Thursday, March 29, 2018

Beastly Behavior

            I was in a shop the other day – no need to name it, but any woman who has been in it might recognize which shop it was – looking at some attractive serving trays painted with designs of olive trees, lemon groves, vegetables, and so on, when the proprietor of the shop approached and to my utter astonishment put his arm around my shoulders in an intimate manner and whispered in my ear, “It’s melamine.” He chuckled, tugged tighter, and whispered, “You remember melamine. All of us who were around then remember it.”

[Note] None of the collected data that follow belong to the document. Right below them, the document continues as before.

PR #4840, opened 2020-07-11
handle color string mapping correctly

### LINKED ISSUE #4534: BUG: name of bg_color is not supported in skimage.color.label2rgb
## Description
Docstring of `label2rgb` says
```
    bg_color : str or array, optional
        Background color. Must be a name in `color_dict` or RGB float values
        between [0, 1].
```
but only array of `bg_color` is supported in the `kind` of overlay.
The reason is lack of processing for string at here
https://github.com/scikit-image/scikit-image/blob/7227346b262659103392b5701b057b776664f9aa/skimage/color/colorlabel.py#L46-L48

## Way to reproduce
we can simply reproduce the bug by using the example `doc/examples/segmentation/plot_label.py`
```python
from skimage import data
from skimage.filters import threshold_otsu
from skimage.segmentation import clear_border
from skimage.measure import label
from skimage.morphology import closing, square
from skimage.color import label2rgb


image = data.coins()[50:-50, 50:-50]

thresh = threshold_otsu(image)
bw = closing(image > thresh, square(3))

cleared = clear_border(bw)

label_image = label(cleared)
image_label_overlay = label2rgb(label_image, image=image, bg_label=0, bg_color='red')
```

## Version information
```python
```

```python
# your output here
3.6.10 | packaged by conda-forge | (default, Mar  5 2020, 09:56:10) 
[GCC Clang 9.0.1 ]
Darwin-18.7.0-x86_64-i386-64bit
scikit-image version: 0.17.dev0
numpy version: 1.18.1
```

wwymak:
## Description

Resolves #4534
I think previously the way the color isn't handled as intended in `_match_label_with_color` because if you pass `[color]` into `_rgb_vector` it's not dealing with color the way it's intended (you should only pass one color, not a list)

Also fixes (I think?) the vector size mismatch in  `label2rgb` with kind='avg' 
## Checklist

  existing benchmark
- Unit tests

## For reviewers

  later.

### DIFF
--- a/skimage/color/tests/test_colorlabel.py
+++ b/skimage/color/tests/test_colorlabel.py
@@ -6,7 +6,7 @@ from skimage.color.colorlabel import label2rgb
 
 from skimage._shared import testing
 from skimage._shared.testing import (assert_array_almost_equal,
-                                     assert_array_equal, assert_warns)
+                                     assert_array_equal, assert_warns, assert_no_warnings)
 
 
 def test_deprecation_warning():
@@ -198,3 +198,11 @@ def test_negative_intensity():
     labels = np.arange(100).reshape(10, 10)
     image = np.full((10, 10), -1, dtype='float64')
     assert_warns(UserWarning, label2rgb, labels, image, bg_label=-1)
+
+
+def test_bg_color_rgb_string():
+    img = np.random.randint(0, 255, (10, 10), dtype=np.uint8)
+    labels = np.zeros((10, 10), dtype=np.int64)
+    labels[1:3, 1:3] = 1
+    labels[6:9, 6:9] = 2
+    assert_no_warnings(label2rgb,labels, image=img, bg_label=0, bg_color='red')
--- a/skimage/color/tests/test_colorlabel.py
+++ b/skimage/color/tests/test_colorlabel.py
@@ -6,7 +6,8 @@ from skimage.color.colorlabel import label2rgb
 
 from skimage._shared import testing
 from skimage._shared.testing import (assert_array_almost_equal,
-                                     assert_array_equal, assert_warns, assert_no_warnings)
+                                     assert_array_equal, assert_warns,
+                                     assert_no_warnings)
 
 
 def test_deprecation_warning():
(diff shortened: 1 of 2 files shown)


skimage/color/tests/test_colorlabel.py
```diff
@@ -198,3 +199,19 @@ def test_negative_intensity():
...
     image = np.full((10, 10), -1, dtype='float64')
     assert_warns(UserWarning, label2rgb, labels, image, bg_label=-1)
+
+
+def test_bg_color_rgb_string():
+    img = np.random.randint(0, 255, (10, 10), dtype=np.uint8)
+    labels = np.zeros((10, 10), dtype=np.int64)
+    labels[1:3, 1:3] = 1
+    labels[6:9, 6:9] = 2
+    assert_no_warnings(label2rgb, labels, image=img, bg_label=0, bg_color='red')
```
emmanuelle, line 209: would you mind making the test more specific, like for example testing that one of the background pixels is indeed red? (if it's not too complicated)

emmanuelle:
Very cool @wwymak  I think you nailed the bug beautifully! For the `'avg'` mode does this correspond to a different issue ? I asked for a minor modification of the test, I'm nitpicking a bit here :-).

wwymak:
> For the `'avg'` mode does this correspond to a different issue ?

I don't think so (or at least I didn't see an issue about this when I searched for `label2rgb` in the issues list)-- I found this bug when I was trying to fix the original bg_color string issue :)

skimage/color/tests/test_colorlabel.py
wwymak: hmm, I am not sure it's so easy to test because the background pixels isn't really red in the `overlay` mode because of https://github.com/scikit-image/scikit-image/blob/c9151096cf095afb3811c8e27d491e52f989e5fb/skimage/color/colorlabel.py#L197

Or do you think I should plug in the defaults and checked that the background pixel matches the output of that calculation referenced ^^?

wwymak:
(I am also not sure I understand the failed build so if you can point me towards what needs fixing that would be great)

grlee77:
> (I am also not sure I understand the failed build so if you can point me towards what needs fixing that would be great)

Do not worry about that failed build. It is due to an unrelated bug upstream in Matplotlib (matplotlib/matplotlib#17730).

skimage/color/tests/test_colorlabel.py
emmanuelle:
```suggestion
    output = label2rgb(labels, image=img, bg_label=0, bg_color='red', alpha=0.9)
    assert output[0, 0, 0] > 200  # red channel
```

emmanuelle: increasing `alpha` makes it easier to test the red color :-)

emmanuelle:
@scikit-image/core this bug-fix PR is ready I think, please review!

Issue #4831, opened 2020-07-08
Work on structure_tensor: gallery example, row/col notation, port to 3D


emmanuelle:
This issue is about improvements to `feature.structure_tensor`.

- [x] First of all, it does not have a gallery example. https://docs.opencv.org/master/d4/d70/tutorial_anisotropic_image_segmentation_by_a_gst.html has a nice example which could be adapted.

- [x] Second, the code of structure_tensor uses x and y instead of r and c. See https://github.com/scikit-image/scikit-image/pull/2987 for a discussion on how to adapt what has been done for `hessian_matrix` to `structure_tensor`.

- [x] Finally, https://github.com/scikit-image/scikit-image/pull/2987 provided a 3D implementation, which should be integrated into the main `structure_tensor` function. https://github.com/scikit-image/scikit-image/pull/2489/ had an nD implementation as well. Also see the [wikipedia page on structure tensor](https://en.wikipedia.org/wiki/Structure_tensor) for merging the two docstrings.

These points can be addressed in separate pull requests.

coreysharris:
I am working on this, starting with updating the row/col notation.

grlee77:
Welcome @coreysharris!

I happened to just recently come across the [structure-tensor](https://github.com/Skielex/structure-tensor) respository which also has a [3D implementation](https://github.com/Skielex/structure-tensor/blob/master/structure_tensor/st3d.py) that is MIT-licensed. I haven't looked into whether it provides any benefit over the versions already in the open PRs here. Any help sorting that out would be appreciated.

grlee77:
Stage 1 of the 3D implementation was completed during the sprint in #4841. 

@coreysharris, You had previously [indicated additional progress](https://skimage.zulipchat.com/#narrow/stream/176555-sprint/topic/structure-tensor). Is it mainly a need for test cases that is still pending?

I just wanted to check in. Feel free to open a work-in-progress PR (start the PR title with WIP: ), even if you don't have time to finish it in the near future. That will help us make sure what you have done so far does not get lost!

coreysharris:
@grlee77, sorry for the delay on this. Life gets in the way 😄

I have written test cases. They could maybe use some work, but I'm happy to open a WIP PR to get some visibility. I'll try to get it done in the next couple days.

emmanuelle:
[...]

PR #2987, opened 2018-03-18
WIP: Adds 3D structure tensor capability

scott-trinkle:
## Description
Adds `skimage.feature.structure_tensor_3D` and `skimage.feature.structure_tensor_3D_eig`, which calculates the 3x3 structure tensor from a 3D image volume, and finds its eigenvalues and eigenvectors, respectively. 

## Checklist
- [X] Clean style in [the spirit of PEP8](https://www.python.org/dev/peps/pep-0008/)
- [X] [Docstrings for all functions](https://github.com/numpy/numpy/blob/master/doc/example.py)
- [ ] Gallery example in `./doc/examples` (new features only)
- [ ] Unit tests

## References
Closes Issue [#2972](https://github.com/scikit-image/scikit-image/issues/2972)
Mathematical description available [here](https://en.wikipedia.org/wiki/Structure_tensor#The_3D_structure_tensor)

## For reviewers

(Don't remove the checklist below.)

- [ ] Check that the PR title is short, concise, and will make sense 1 year
  later.
- [ ] Check that new functions are imported in corresponding `__init__.py`.
- [ ] Check that new features, API changes, and deprecations are mentioned in
      `doc/release/release_dev.rst`.

PR #4841, opened 2020-07-11
Change structure_tensor to use row/col-notation instead of x/y.

coreysharris:
## Description

This PR fixes the notation discrepancy in `skimage.feature.structure_tensor` by changing from x/y-notation to row/col-notation as noted in #4831. It also begins preparations for the 3D structure tensor work done in #2987.

## Checklist

[x] [Docstrings for all functions](https://github.com/numpy/numpy/blob/master/doc/example.py)
[ ] Gallery example in `./doc/examples` (new features only)
[ ] Benchmark in `./benchmarks`, if your changes aren't covered by an
  existing benchmark
[x] Unit tests
[x] Clean style in [the spirit of PEP8](https://www.python.org/dev/peps/pep-0008/)

## For reviewers

[ ] Check that the PR title is short, concise, and will make sense 1 year
  later.
[ ] Check that new functions are imported in corresponding `__init__.py`.
[ ] Check that new features, API changes, and deprecations are mentioned in


skimage/feature/tests/test_corner.py
```diff
@@ -31,22 +32,32 @@ def im3d():
 def test_structure_tensor():
     square = np.zeros((5, 5))
     square[2, 2] = 1
-    Axx, Axy, Ayy = structure_tensor(square, sigma=0.1)
```
emmanuelle, line 34: maybe you could keep this part in the test with an explicit `order='xy'`? We're deprecating it but it's still supported at the moment so we might as well keep the test.

emmanuelle: never mind, the function you added below does just this :-). I let you resolve the convo.

skimage/feature/corner.py
```diff
@@ -67,41 +67,59 @@ def structure_tensor(image, sigma=1, mode='constant', cval=0):
...
            [0., 4., 0., 4., 0.],
            [0., 1., 0., 1., 0.],
            [0., 0., 0., 0., 0.]])
 
     """
+    if order is None:
+        if image.ndim == 2:
+            # The legacy 2D code followed (x, y) convention, so we swap the
+            # axis order to maintain compatibility with old code
+            warn('deprecation warning: the default order of the structure '
```
grlee77, line 103:
```suggestion
            FutureWarning('The default order of the structure '
```

grlee77: I think this should be a FutureWarning? In the last sentence you may want to add (Specify order="xy" to maintain the old behavior).

grlee77: (it is fine if you want to edit in a separate commit instead of merging the suggestion here)

skimage/feature/tests/test_corner.py
```diff
@@ -31,22 +32,32 @@ def im3d():
...
+                                      [0, 1, 4, 1, 0],
+                                      [0, 0, 0, 0, 0],
+                                      [0, 1, 4, 1, 0],
+                                      [0, 0, 0, 0, 0]]))
+
+
+def test_structure_tensor_orders():
+    square = np.zeros((5, 5))
+    square[2, 2] = 1
+    A_elems_default = structure_tensor(square, sigma=0.1)
```
grlee77, line 56:
```suggestion
    with pytest.warns(FutureWarning,
                      match="The default order of the structure*"):
        A_elems_default = structure_tensor(square, sigma=0.1)
```

Emma, do you know if we switched to preferring this pytest-style over using the `expected_warnings` utility? I see both styles used in this file.

skimage/feature/corner.py
```diff
@@ -67,41 +67,59 @@ def structure_tensor(image, sigma=1, mode='constant', cval=0):
...
+        else:
+            order = 'rc'
 
     image = _prepare_grayscale_input_2D(image)
 
-    imx, imy = _compute_derivatives(image, mode=mode, cval=cval)
+    derivatives = _compute_derivatives(image, mode=mode, cval=cval)
+
+    if order == 'rc':
+        derivatives = reversed(derivatives)
```
grlee77, line 116: I'm not 100% sure if this is correct in 3D/nD. We can worry about that in the 3D/nD PR, though.

For example, mode `'xy'` (vs. 'yz') in NumPy's meshgrid only swaps the order of the first two while the rest remain the same. See the [Notes section here](https://numpy.org/doc/stable/reference/generated/numpy.meshgrid.html). This would instead reverse **all** axes for "xy" vs "rc". That may be correct, but I don't recall offhand what is done in other functions in `skimage`.

grlee77: This type of potential confusion is why I am keen to see the switch to rc convention as that seems the easiest to follow

jni: @grlee77 I suggest that we do not support 'xy' for ndim>2. It is only a temporary crutch until everything is rc.

skimage/feature/corner.py
```diff
@@ -67,41 +67,59 @@ def structure_tensor(image, sigma=1, mode='constant', cval=0):
...
+    order : {'rc', 'xy'}, optional
+        This parameter allows for the use of reverse or forward order of
+        the image axes in gradient computation. 'rc' indicates the use of
+        the first axis initially (Arr, Arc, Acc), whilst 'xy' indicates the
+        usage of the last axis initially (Axx, Axy, Ayy).
 
     Returns
     -------
-    Axx : ndarray
+    Arr : ndarray
```
jni, line 78: This return value is no longer correct for ndim > 2, is it?

skimage/feature/tests/test_corner.py
jni: We usually still use `skimage._shared.testing.expected_warnings`.

jni:
@emmanuelle why is this version not 3D?

emmanuelle:
> @emmanuelle why is this version not 3D?

@jni the docstring suggests it's 2D with only Arc, etc. The code is indeed compatible with 3D but I think Corey wanted first to get the notations right and then tackle 3D in another PR.

skimage/feature/tests/test_corner.py
grlee77: Okay, I updated the suggestion to use `expected_warnings` instead of `pytest.warns`.

skimage/feature/corner.py
grlee77: >  I suggest that we do not support 'xy' for ndim>2

Okay, then perhaps we should raise an error for order = 'xy' when ndim != 2

coreysharris: Awesome! That will make the next step much easier. How do we handle this exactly? If we get an image with ndim>2 and order='xy' should we raise an error or warning or just silently ignore the option?

coreysharris:
That's right. Switching to row/col notation is almost enough to support higher dimensions, but we also need to generalize `_compute_derivatives`, along with updating docstrings and unit tests (and adding gallery examples as a bonus?).

skimage/feature/tests/test_corner.py
coreysharris: Fixed, thanks!

skimage/feature/corner.py
coreysharris: I added the note at the end, but I didn't understand the Suggested change. The category of the warning is already set to `FutureWarning`. Did you want me to raise the warning instead of using `warn`?

grlee77: Ah, nevermind. I had missed the category argument here. I will just close this as resolved

skimage/feature/corner.py
grlee77: I would raise an error

skimage/feature/corner.py
grlee77: Let's leave this one to the follow-up PR adding tests and examples for ndim > 2 support

stefanv:
🎉 Thanks @coreysharris!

            I mumbled something incomprehensible, although to tell the truth, I had no idea what melamine was and I was so astonished at the intimacy of his salesmanship I didn’t know what to say. He whispered something else about the product, then was gone. Later, when I was looking at something else, he again scurried up and hugged me close to whisper something about it before darting off again.
            I mean, really! Hadn’t he been listening to the news? Wasn’t he aware that those are not socially acceptable behaviors towards women he doesn’t know – and even, depending on the woman and the circumstances, to some he does know? What right did he think he had to put his arm around me, a complete stranger, and whisper in my ear not only things about the product he was selling, but insinuations about my age? Incredulity was so great it blocked anger at the insult.  
            The man’s wife (I assume she was his wife) was watching him from behind the counter, eagle-eyed. Had she never said to him, at home, while she was preparing dinner, “You really shouldn’t treat our women customers like that,” to which he would have replied, “Oh, I’m not doing any harm. They like it.” And how would he know I didn’t like it? Would he have noticed my slight shrinking from his chummy arm? Maybe he thought I would be flattered by those attentions. I saw him put his arm around another woman customer, but I doubt he would do that to a male customer. When he chatted with a young couple also looking at items, he proved the salacious nature of his gestures with me by not putting his arm around this young woman. Her male companion was a barrier.

            I could have made a scene by demanding he take his hands off me (“You beast!”), and I probably at least should have turned immediately and walked out of the store, but I continued to browse, and in the end, because I liked it, not because I had been flattered into buying it by the selling techniques of the store owner, I bought the melamine tray, the one with a large olive tree spreading its branches over half the plate. Every time I look at it, I see, in the thick olive-green branches, a pruriently peering, luridly lurking satyr.